The SIGMOD Systems Award is awarded to an individual or set of individuals to recognize the development of a software or hardware system whose technical contribqutions have had significant impact on the theory or practice of large-scale data management systems. The SIGMOD Systems Award Committee determines the recipient(s) of the award. This year’s award was given to the developers of the Aurora database system from Amazon AWS.
The developers of the Aurora database system are the recipients of the 2019 SIGMOD Systems Award for fundamentally redesigning relational database storage for cloud environments.
It’s nice to see Aurora recognized for taking a different approach to storage management. I used to joke that every 10 years or so I seemed to get hired by another company to do much the same work as I was doing back in the 80s and 90s at IBM. Sure, the newer database systems were easier to administer, they supported a broader set of types, they performed better, they were more reliable, and in some cases they were more extensible. But, at the core, the newer storage engines were built on the same design principles and core ideas as the older ones. Certainly, lots has changed but, if you read through Jim Gray and Andreas Reuter’s Transaction Processing: Concepts and Techniques published back in 1992, you would still be remarkably well- equipped to work on commercial or open source database systems today. I suspect I could still get a job cutting code on the storage engine of many database systems.

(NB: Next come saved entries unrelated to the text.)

PR #17469, opened 2019-11-27
Remove workInProgressRootLatestSuspenseTimeout

lunaruan:
Remove `workInProgressRootLatestSuspenseTimeout` field from the work loop in preparation for splitting timeout from expiration time.

### DIFF
--- a/packages/react-reconciler/src/ReactFiberWorkLoop.js
+++ b/packages/react-reconciler/src/ReactFiberWorkLoop.js
@@ -232,7 +232,6 @@ let workInProgressRootFatalError: mixed = null;
 // because we deal mostly with expiration times in the hot path, so this avoids
 // the conversion happening in the hot path.
 let workInProgressRootLatestProcessedExpirationTime: ExpirationTime = Sync;
-let workInProgressRootLatestSuspenseTimeout: ExpirationTime = Sync;
 let workInProgressRootCanSuspendUsingConfig: null | SuspenseConfig = null;
 // The work left over by components that were visited during this render. Only
 // includes unprocessed updates, not work in bailed out children.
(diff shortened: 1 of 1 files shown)


packages/react-reconciler/src/ReactFiberWorkLoop.js
```diff
@@ -882,11 +881,21 @@ function finishConcurrentRender(
...
+        if (workInProgressRootCanSuspendUsingConfig !== null) {
           // We have processed a suspense config whose expiration time we
           // can use as the timeout.
-          msUntilTimeout =
-            expirationTimeToMs(workInProgressRootLatestSuspenseTimeout) - now();
+          if (
+            typeof workInProgressRootCanSuspendUsingConfig.busyDelayMs ===
+              'number' &&
+            typeof workInProgressRootCanSuspendUsingConfig.busyMinDurationMs ===
+              'number'
```
sebmarkbage: These numbers don’t have anything to do with the timeout.

packages/react-reconciler/src/ReactFiberWorkLoop.js
```diff
@@ -1364,14 +1372,8 @@ export function markRenderEventTimeAndConfig(
     workInProgressRootLatestProcessedExpirationTime = expirationTime;
   }
   if (suspenseConfig !== null) {
-    if (
-      expirationTime < workInProgressRootLatestSuspenseTimeout &&
-      expirationTime > Idle
```
sebmarkbage: This condition seems dropped on the floor, why?

acdlite: Yeah I would guess this branch needs to stay as it was except replace `workInProgressRootSuspenseLatestTimeout` with `workInProgressRootCanSuspendUsingConfig.timeoutMs`.

Issue #17084, opened 2019-10-14
Devtools scrollbars should be dark in dark mode


Daniel15:
**Do you want to request a *feature* or report a *bug*?**
Bug

**What is the current behavior?**
When Chrome Devtools are in "dark mode", all the standard panels have a dark scrollbar:
![](https://d.sb/2019/10/chrome_14-11.53.42.png)

However, the React Devtools still show a light scrollbar:
![](https://d.sb/2019/10/chrome_14-11.55.16.png)

**What is the expected behavior?**
Scrollbars should be styled similarly to the standard panels

**Which versions of React, and which browser / OS are affected by this issue? Did this work in previous versions of React?**
Any React version
Chrome 77.0
Windows 10, version 1903.

Note: How to enable dark mode:
![](https://d.sb/2019/10/chrome_14-11.58.25.png)
![](https://d.sb/2019/10/chrome_14-11.59.29.png)

eoandersson:
I'd love to give this one a look. That is, if no one else is already working on it.

Daniel15:
@eoandersson - Sure! I don't think anyone is working on this at the moment. The readme has some instructions on how to build the devtools: https://github.com/facebook/react/tree/master/packages/react-devtools-extensions. Let us know if you get stuck 😄

eoandersson:
@Daniel15 - I've got a solution working using the `::-webkit-scrollbar` pseudo element. However, I have a few quick questions. 😄

1. I'm a little uncertain as to where I should place my new `::-webkit-scrollbar` CSS. I've  currently opted to place my new lines in `react-devtools-shared/src/devtools/views/DevTools.css`, though I've also considered the possibility of other locations, such as `react-devtools-shared/src/devtools/views/root.css`. What would be the ideal solution here?

2. In terms of styling, are there any guidelines to follow? For reference as to how the solution looks now, see the image below.

![Scrollbar-Themes](https://user-images.githubusercontent.com/24208371/66872404-34be3100-efa6-11e9-8d39-4e9b2138dfb4.png)

Daniel15:
> I'm a little uncertain as to where I should place my new ::-webkit-scrollbar CSS.

I'm not familiar with the devtools code so I'm not sure which file is best. @bvaughn might have a suggestion here. Otherwise, just place it wherever you feel is a decent place, and we can comment on it during code review 😃 

> In terms of styling, are there any guidelines to follow?

[...]

PR #17471, opened 2019-11-27
Fix appearance of devtool scrollbar in darkmode

eoandersson:
Fixed an issue where the devtool scrollbar didn't change its appearance based 
on light/dark mode.

[Issue #17084 ]

It should be noted that for some users the scrollbar is already switching between 
dark and light mode. However, this appears to be caused by either a Chrome or 
OS version, and as such the scrollbar differs from user to user. This change would 
ensure that all users have the same scrollbar and that it properly switches color 
based on the user's selected theme.

I've tried to maintain a similar shape and size to the original Chrome devtools 
scrollbar while using the already defined scrollbar color variables in React 
(Already used for Firefox).

---

_Chrome Devtools scrollbar_
ChromeScrollbar

_New React dark mode scrollbar_
ReactScrollbarDark

_New React light mode scrollbar_
ReactScrollbarLight

### DIFF
--- a/packages/react-devtools-shared/src/devtools/views/DevTools.css
+++ b/packages/react-devtools-shared/src/devtools/views/DevTools.css
@@ -52,3 +52,17 @@
     display: none;
   }
 }
+
+::-webkit-scrollbar-thumb  {
+  background-color: var(--color-scroll-thumb);
+  border-radius: 2px;
+}
+
+::-webkit-scrollbar-track {
+  background-color: var(--color-scroll-track);
+  border-left: 1px solid var(--color-border);
+}
+
+::-webkit-scrollbar {
+  width: 14px;
+}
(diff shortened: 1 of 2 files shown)


bvaughn:
Thank you for putting together this PR!

Unfortunately I don't think we should move forward with it, because it has a pretty significant (negative) impact on the default experience for Mac users.

For example, without this change- this is the UI I see in Chrome:
Screen Shot 2019-12-10 at 11 04 25 AM

With this change applied I see this in Chrome:
Screen Shot 2019-12-10 at 11 04 13 AM

Basically I've lost a combined total of 50px horizontal space to scroll bars that don't need to be there.

Especially given the fact that the bug reported in #17084 is minor/cosmetic and doesn't impact everyone, I don't think the fix justifies the downsides of lost screen space.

The core observation behind starting Aurora was that open source MySQL has a vast number of customers and applications but its performance often falls far short of industry-leading commercial systems. The goal for Aurora was to be 100% compatible with MySQL while, at the same time, offering performance that beats contemporary commercial database management systems, most of which come with “enterprise” pricing terms.
Where Aurora took a different approach from that of common commercial and open source database management systems is in implementing log-only storage. Looking at contemporary database transaction systems, just about every system only does synchronous writes with an active transaction waiting when committing log records. The new or updated database pages might not be written for tens of seconds or even minutes after the transaction has committed. This has the wonderful characteristic that the only writes that block a transaction are sequential rather than random. This is generally a useful characteristic and is particularly important when logging to spinning media but it also supports an important optimization when operating under high load. If the log is completing an I/O while a new transaction is being committed, then the commit is deferred until the previous log I/O has completed and the next log I/O might carry out tens of completed transactions that had been waiting during the previous I/O. The busier the log gets, the more transactions that get committed in a single write. When the system is lightly loaded each log I/O commits a single transaction as quickly as possible. When the system is under heavy load, each commit takes out tens of transaction changes at a slight delay but at much higher I/O efficiency.
Aurora takes a bit more radical approach where it simply only writes log records out and never writes out data pages synchronously or otherwise. Even more interesting, the log is remote and stored with 6-way redundancy using a 4/6 write quorum and a 3/6 read quorum. Further improving the durability of the transaction log, the log writes are done across 3 different Availability Zones (each are different data centers). In this approach Aurora can continue to read without problem if an entire data center goes down and, at the same time, another storage server fails. And it can continue to operate without degradation and can continue to complete log writes with any two of its 6 storage servers down, including an entire data center going offline.
Engineering a system that can operate with this level of redundancy is a fairly well-researched area and reasonably well-understood. What’s difficult is delivering this level of redundancy in a transaction processing database storage engine while continuing to deliver competitive transaction processing performance. The Aurora team supports full MySQL compatibility while writing log records across 6 servers in 3 different datacenters while supporting five times the performance of MySQL. There is an excellent paper on the architectural details behind the Aurora at: Amazon Aurora: Design Considerations for High Throughput Cloud-Native Relational Databases.